SOURCE INFORMATION:
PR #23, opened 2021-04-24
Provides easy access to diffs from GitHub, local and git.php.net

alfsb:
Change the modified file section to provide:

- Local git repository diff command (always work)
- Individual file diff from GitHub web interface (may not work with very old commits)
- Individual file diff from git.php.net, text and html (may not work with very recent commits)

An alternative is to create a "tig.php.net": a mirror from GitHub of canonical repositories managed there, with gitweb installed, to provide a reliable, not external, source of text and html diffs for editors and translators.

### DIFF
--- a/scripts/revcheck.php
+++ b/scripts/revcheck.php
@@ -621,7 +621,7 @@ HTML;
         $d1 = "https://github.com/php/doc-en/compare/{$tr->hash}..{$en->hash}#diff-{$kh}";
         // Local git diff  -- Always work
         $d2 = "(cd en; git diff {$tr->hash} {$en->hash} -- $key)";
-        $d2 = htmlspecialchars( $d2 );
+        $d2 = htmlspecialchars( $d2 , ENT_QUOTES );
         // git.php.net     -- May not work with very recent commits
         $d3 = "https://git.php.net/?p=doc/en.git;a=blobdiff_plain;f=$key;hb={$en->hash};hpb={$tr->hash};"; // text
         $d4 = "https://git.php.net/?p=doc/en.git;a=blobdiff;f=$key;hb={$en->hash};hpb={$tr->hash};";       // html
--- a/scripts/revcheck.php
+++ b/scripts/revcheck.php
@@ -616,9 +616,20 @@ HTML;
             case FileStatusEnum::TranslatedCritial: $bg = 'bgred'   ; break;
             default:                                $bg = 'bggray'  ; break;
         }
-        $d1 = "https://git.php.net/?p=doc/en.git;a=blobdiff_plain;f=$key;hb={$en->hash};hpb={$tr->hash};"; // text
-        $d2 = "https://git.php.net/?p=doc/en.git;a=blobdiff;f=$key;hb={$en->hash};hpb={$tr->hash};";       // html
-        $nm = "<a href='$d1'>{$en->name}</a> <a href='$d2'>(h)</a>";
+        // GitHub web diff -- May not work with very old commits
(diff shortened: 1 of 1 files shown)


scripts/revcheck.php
--
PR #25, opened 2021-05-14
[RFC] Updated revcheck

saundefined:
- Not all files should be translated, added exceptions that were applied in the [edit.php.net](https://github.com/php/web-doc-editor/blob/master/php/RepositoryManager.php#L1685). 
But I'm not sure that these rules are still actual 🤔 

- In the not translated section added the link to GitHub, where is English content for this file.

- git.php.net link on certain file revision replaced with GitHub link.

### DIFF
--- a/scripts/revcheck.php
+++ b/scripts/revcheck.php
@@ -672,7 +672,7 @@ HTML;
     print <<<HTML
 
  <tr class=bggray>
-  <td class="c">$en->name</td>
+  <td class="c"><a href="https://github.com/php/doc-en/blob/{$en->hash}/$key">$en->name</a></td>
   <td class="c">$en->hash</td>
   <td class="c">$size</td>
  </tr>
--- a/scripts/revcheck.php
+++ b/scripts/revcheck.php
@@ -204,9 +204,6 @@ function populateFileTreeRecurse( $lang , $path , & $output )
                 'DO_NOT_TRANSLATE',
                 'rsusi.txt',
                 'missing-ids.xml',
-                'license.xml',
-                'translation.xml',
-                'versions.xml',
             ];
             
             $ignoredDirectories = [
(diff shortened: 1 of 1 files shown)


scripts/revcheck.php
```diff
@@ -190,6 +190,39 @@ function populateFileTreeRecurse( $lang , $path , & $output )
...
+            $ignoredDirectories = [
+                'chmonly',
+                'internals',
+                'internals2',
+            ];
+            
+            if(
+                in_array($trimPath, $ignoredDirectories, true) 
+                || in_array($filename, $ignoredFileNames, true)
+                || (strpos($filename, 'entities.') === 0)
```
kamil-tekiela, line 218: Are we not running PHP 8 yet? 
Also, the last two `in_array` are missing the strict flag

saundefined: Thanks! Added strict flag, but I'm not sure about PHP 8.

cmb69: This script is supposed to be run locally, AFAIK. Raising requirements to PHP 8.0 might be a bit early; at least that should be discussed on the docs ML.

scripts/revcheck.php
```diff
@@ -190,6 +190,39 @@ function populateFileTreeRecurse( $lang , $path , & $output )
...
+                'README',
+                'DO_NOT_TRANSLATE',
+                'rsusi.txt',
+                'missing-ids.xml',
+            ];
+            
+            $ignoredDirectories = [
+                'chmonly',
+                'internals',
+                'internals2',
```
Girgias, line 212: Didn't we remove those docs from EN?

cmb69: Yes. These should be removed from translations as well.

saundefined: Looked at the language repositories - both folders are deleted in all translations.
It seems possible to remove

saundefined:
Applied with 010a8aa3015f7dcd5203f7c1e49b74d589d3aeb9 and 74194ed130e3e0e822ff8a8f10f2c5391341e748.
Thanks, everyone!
==
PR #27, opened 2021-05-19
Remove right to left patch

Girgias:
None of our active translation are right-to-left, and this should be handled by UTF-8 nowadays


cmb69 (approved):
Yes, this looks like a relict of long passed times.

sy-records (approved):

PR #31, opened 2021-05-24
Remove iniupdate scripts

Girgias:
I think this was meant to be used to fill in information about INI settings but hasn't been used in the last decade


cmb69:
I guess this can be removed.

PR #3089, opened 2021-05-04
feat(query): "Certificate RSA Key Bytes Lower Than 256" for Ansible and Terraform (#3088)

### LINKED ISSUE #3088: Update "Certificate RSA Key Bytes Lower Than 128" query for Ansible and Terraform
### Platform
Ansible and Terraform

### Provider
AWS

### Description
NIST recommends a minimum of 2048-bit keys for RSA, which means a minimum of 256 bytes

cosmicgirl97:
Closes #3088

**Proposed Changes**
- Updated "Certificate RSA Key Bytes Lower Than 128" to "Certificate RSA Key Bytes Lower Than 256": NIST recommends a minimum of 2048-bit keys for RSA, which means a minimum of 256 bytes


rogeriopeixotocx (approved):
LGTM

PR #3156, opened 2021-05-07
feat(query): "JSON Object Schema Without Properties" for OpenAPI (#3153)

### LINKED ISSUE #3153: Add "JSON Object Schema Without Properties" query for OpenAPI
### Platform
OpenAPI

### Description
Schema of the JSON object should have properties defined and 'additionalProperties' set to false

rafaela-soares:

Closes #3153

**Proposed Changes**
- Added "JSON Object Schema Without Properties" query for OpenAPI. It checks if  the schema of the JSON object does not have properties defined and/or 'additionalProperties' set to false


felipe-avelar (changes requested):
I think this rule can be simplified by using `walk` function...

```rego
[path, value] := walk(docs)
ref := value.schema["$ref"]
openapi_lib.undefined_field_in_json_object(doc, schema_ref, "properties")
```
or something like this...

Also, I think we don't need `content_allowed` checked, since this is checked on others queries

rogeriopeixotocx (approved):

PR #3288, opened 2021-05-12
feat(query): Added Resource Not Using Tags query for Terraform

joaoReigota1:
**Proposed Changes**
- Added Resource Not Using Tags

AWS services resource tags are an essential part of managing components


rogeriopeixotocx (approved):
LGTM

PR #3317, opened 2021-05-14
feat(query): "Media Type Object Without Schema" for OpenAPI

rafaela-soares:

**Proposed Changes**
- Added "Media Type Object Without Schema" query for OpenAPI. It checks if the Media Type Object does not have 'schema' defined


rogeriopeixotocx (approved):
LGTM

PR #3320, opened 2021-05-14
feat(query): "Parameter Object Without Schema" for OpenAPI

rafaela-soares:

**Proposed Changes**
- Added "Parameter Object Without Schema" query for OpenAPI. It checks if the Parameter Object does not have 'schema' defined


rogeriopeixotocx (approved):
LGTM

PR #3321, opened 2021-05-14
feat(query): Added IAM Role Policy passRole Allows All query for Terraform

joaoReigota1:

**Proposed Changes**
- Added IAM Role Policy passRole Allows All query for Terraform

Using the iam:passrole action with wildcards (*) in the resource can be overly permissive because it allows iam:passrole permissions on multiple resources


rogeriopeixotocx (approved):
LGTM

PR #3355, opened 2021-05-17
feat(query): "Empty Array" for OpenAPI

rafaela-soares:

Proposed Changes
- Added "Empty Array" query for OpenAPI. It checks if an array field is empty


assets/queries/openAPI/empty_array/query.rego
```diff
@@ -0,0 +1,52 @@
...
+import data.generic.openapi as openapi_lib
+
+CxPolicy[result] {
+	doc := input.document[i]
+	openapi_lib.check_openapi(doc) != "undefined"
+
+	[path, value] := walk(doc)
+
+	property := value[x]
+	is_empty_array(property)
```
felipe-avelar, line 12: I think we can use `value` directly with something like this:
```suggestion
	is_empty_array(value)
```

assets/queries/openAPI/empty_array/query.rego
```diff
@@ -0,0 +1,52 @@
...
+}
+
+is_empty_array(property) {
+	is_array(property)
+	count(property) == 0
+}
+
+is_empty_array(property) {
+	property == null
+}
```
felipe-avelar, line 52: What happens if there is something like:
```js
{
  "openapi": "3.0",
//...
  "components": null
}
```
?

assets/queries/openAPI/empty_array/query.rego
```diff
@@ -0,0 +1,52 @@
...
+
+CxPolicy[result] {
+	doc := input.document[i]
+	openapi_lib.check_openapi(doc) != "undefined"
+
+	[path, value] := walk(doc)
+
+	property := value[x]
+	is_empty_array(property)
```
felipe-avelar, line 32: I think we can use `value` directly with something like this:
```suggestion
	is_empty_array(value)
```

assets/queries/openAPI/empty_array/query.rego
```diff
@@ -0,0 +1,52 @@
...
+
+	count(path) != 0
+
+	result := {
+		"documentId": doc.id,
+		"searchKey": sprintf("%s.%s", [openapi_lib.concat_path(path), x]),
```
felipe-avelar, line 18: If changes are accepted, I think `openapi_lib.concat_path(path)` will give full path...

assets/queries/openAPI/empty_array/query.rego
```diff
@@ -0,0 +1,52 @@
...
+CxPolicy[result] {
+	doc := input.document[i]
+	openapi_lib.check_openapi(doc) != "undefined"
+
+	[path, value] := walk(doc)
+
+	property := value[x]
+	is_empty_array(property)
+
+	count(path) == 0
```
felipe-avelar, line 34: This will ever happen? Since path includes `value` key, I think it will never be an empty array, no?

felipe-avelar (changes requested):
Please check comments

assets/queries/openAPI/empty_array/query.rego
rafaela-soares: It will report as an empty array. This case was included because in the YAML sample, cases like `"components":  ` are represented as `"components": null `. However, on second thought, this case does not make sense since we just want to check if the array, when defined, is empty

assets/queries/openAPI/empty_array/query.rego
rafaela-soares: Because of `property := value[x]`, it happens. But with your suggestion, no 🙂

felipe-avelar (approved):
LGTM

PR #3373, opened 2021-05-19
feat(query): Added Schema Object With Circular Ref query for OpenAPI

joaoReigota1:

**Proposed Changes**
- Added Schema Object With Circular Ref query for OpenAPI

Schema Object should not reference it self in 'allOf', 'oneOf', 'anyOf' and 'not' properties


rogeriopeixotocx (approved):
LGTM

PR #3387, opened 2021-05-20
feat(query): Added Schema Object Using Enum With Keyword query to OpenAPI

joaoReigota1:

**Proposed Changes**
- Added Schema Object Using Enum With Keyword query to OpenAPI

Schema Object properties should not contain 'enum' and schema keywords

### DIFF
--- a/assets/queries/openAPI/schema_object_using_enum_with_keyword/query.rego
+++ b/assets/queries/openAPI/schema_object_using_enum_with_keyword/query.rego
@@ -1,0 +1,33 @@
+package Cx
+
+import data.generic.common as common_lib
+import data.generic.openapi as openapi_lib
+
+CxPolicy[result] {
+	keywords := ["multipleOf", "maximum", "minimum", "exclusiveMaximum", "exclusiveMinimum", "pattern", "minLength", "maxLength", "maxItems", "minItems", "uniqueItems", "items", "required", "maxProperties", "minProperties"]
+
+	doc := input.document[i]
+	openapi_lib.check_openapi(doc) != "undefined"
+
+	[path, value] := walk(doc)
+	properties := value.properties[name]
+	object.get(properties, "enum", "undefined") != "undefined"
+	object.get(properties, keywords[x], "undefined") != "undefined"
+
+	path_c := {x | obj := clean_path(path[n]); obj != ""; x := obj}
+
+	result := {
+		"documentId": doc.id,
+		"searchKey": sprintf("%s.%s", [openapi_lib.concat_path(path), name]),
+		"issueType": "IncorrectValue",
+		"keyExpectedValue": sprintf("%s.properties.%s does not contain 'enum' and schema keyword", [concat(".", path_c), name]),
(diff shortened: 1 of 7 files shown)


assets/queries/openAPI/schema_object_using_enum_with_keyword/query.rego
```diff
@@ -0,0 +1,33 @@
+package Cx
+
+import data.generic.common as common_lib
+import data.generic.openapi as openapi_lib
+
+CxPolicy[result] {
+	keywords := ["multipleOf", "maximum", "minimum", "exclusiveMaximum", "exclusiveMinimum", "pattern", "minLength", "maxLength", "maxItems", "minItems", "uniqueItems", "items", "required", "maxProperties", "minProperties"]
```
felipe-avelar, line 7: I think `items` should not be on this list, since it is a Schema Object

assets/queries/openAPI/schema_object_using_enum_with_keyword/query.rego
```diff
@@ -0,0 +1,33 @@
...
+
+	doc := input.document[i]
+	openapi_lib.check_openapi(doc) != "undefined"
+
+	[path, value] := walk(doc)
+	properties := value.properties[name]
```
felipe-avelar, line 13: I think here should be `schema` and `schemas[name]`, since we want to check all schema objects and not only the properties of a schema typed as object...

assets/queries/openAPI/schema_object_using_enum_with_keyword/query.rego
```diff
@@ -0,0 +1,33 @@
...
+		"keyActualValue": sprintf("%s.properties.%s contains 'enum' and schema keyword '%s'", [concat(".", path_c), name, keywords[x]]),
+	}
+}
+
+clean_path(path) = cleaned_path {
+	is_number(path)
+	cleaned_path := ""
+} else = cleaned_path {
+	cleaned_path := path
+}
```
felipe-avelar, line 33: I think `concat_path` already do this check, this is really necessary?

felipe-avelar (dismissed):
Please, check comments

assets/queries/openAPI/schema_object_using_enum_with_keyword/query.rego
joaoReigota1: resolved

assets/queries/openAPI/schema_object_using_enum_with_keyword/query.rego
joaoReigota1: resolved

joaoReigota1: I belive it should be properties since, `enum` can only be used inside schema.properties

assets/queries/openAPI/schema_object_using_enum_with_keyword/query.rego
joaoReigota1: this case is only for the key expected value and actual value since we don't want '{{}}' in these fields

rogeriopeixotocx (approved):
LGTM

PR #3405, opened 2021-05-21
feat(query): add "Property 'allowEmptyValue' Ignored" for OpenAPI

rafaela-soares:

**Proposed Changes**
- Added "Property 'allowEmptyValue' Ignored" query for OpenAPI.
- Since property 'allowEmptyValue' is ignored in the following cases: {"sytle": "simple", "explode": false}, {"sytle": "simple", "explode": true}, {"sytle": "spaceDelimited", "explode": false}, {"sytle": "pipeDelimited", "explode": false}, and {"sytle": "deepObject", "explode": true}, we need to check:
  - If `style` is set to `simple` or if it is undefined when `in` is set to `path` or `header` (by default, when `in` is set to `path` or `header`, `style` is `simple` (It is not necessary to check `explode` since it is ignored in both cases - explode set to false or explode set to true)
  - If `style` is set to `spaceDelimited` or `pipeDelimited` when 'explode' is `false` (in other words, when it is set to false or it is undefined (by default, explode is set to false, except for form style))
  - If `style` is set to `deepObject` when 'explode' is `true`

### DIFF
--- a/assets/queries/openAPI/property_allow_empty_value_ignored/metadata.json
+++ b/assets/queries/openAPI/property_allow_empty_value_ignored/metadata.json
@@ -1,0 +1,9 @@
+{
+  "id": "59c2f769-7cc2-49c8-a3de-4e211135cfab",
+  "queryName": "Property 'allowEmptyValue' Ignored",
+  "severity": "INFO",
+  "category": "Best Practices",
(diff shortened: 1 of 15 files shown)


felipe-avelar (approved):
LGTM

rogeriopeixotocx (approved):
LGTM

WHAT THE TASK REQUIRES: Which lines above hold the string "Ansible"? Copy every one of them.

TASK OUTPUT:
feat(query): "Certificate RSA Key Bytes Lower Than 256" for Ansible and Terraform (#3088)
### LINKED ISSUE #3088: Update "Certificate RSA Key Bytes Lower Than 128" query for Ansible and Terraform
Ansible and Terraform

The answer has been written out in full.